→ Instructions to follow:
Only the lines that contain the string "similar" belong in the answer; pull them from the records.

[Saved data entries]
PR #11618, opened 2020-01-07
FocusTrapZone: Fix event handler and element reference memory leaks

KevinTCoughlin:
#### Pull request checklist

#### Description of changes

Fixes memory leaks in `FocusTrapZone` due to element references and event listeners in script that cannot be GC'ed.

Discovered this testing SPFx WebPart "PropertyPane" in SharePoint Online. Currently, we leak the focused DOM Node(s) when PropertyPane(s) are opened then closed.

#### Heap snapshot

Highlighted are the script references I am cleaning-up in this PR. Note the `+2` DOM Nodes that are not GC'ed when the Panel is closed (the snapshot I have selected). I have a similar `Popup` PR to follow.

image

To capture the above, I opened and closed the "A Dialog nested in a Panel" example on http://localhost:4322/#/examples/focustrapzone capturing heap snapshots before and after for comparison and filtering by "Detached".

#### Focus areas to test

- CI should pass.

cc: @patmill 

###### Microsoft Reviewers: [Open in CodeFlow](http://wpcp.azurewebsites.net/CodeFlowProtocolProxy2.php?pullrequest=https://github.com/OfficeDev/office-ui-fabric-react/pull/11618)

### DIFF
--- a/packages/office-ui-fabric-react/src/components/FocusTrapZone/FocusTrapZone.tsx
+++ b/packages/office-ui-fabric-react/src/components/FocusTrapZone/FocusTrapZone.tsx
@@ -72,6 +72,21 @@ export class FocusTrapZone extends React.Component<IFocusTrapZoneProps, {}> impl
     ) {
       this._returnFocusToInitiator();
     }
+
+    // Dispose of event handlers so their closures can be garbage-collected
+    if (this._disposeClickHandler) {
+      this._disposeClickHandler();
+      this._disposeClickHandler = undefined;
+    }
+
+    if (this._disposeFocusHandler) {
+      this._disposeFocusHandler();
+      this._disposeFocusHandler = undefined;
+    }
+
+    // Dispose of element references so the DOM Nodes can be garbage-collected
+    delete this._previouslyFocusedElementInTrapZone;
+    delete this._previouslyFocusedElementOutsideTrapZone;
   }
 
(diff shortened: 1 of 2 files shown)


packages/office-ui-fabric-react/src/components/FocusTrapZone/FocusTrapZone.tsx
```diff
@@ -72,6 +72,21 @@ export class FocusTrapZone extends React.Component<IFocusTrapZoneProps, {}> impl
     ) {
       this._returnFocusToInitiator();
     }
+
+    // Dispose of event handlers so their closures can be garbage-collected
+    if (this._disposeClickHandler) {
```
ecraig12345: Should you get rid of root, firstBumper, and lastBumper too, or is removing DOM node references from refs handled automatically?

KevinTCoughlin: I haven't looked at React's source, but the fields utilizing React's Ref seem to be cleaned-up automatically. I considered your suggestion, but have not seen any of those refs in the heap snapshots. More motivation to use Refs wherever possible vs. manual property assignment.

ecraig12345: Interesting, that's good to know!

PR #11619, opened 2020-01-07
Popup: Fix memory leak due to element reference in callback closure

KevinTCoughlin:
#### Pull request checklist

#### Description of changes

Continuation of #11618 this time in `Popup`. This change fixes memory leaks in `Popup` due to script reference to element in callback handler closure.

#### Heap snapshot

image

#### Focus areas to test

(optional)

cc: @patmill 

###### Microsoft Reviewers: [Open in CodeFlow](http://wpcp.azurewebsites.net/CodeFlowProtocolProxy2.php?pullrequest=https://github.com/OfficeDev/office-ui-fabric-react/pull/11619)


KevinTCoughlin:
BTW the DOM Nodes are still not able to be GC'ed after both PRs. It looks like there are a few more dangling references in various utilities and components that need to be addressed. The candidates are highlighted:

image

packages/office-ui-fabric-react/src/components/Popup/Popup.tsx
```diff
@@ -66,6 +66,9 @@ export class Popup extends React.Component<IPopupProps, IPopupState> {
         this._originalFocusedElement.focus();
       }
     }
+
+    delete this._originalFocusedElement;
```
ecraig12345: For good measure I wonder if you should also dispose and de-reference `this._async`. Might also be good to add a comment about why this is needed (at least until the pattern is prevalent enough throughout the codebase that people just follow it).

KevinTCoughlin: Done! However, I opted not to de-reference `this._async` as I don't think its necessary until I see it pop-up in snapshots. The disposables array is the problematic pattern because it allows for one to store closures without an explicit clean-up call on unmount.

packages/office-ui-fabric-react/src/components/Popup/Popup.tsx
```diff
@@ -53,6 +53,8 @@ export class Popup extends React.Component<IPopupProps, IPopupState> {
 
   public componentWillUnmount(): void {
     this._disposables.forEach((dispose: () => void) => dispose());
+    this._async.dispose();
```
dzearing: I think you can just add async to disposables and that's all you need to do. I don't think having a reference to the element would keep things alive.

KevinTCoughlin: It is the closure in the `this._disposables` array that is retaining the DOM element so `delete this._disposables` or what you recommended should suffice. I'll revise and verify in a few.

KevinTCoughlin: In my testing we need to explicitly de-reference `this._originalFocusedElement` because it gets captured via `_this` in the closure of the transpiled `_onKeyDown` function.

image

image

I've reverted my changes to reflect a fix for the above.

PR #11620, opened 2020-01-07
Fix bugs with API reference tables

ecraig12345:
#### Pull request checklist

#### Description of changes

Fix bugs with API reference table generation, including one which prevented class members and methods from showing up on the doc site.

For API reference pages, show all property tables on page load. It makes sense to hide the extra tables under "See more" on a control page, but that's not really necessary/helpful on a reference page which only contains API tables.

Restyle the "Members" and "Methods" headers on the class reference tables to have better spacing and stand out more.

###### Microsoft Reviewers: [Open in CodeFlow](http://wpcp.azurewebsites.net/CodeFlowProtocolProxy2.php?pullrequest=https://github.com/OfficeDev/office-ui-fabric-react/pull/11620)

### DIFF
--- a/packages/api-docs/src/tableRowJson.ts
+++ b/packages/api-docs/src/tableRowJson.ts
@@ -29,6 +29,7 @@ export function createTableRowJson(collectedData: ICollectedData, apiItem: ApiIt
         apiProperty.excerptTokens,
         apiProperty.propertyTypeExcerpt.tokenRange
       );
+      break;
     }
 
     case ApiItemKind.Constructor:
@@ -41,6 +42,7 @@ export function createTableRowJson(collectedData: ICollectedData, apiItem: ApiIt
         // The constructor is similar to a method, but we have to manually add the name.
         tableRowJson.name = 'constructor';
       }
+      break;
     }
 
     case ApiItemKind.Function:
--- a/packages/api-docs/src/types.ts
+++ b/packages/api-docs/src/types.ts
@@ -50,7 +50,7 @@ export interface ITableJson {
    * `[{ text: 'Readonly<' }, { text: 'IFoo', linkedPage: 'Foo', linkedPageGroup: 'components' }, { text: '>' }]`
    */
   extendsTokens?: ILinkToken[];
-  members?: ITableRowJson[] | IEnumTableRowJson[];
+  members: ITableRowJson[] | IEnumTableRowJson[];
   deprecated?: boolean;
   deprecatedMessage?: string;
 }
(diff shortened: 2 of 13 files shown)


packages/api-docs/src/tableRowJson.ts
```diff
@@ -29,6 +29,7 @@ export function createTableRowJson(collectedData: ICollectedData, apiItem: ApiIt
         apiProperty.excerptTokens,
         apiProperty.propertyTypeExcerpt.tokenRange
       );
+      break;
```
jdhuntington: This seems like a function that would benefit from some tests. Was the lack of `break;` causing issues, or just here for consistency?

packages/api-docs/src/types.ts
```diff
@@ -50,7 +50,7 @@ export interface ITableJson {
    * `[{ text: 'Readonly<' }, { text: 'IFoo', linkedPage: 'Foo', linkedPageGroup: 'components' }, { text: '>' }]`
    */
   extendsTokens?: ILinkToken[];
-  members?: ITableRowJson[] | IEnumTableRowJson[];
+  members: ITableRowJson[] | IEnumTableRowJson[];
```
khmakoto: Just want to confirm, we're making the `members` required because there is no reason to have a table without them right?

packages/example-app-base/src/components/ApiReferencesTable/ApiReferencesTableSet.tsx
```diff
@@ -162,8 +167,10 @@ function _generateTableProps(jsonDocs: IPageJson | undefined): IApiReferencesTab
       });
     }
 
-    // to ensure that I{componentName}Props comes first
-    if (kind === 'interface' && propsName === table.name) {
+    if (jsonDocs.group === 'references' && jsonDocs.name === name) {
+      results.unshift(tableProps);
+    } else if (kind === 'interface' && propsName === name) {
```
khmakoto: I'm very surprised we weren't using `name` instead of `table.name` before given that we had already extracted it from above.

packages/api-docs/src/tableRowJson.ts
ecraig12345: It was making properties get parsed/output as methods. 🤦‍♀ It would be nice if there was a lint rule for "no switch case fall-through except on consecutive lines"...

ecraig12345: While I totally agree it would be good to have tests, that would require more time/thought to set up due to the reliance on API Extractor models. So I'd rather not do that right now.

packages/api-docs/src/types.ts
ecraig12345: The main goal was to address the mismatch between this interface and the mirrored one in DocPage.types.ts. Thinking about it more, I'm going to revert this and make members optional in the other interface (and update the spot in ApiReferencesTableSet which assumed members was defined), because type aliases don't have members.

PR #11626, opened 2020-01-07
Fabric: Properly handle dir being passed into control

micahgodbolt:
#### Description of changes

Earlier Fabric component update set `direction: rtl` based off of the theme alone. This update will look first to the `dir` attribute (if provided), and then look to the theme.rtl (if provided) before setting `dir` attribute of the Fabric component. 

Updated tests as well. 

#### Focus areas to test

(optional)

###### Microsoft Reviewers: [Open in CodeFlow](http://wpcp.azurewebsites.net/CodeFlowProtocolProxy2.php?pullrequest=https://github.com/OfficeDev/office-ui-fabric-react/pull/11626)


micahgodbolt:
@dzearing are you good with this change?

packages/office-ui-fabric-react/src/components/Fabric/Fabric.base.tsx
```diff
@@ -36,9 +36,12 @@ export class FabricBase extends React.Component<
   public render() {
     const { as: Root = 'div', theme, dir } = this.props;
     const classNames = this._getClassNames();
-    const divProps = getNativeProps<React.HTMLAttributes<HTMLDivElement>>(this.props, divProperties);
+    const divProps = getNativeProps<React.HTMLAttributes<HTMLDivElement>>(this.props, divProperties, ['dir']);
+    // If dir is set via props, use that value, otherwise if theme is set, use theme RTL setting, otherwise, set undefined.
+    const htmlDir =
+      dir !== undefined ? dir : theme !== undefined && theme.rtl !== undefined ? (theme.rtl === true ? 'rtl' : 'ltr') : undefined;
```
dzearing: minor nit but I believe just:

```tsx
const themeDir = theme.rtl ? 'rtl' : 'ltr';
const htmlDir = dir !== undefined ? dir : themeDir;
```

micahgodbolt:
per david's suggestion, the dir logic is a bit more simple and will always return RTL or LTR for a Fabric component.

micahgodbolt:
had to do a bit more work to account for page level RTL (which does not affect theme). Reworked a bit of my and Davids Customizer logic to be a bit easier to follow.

→ Task output:
Highlighted are the script references I am cleaning-up in this PR. Note the `+2` DOM Nodes that are not GC'ed when the Panel is closed (the snapshot I have selected). I have a similar `Popup` PR to follow.
         // The constructor is similar to a method, but we have to manually add the name.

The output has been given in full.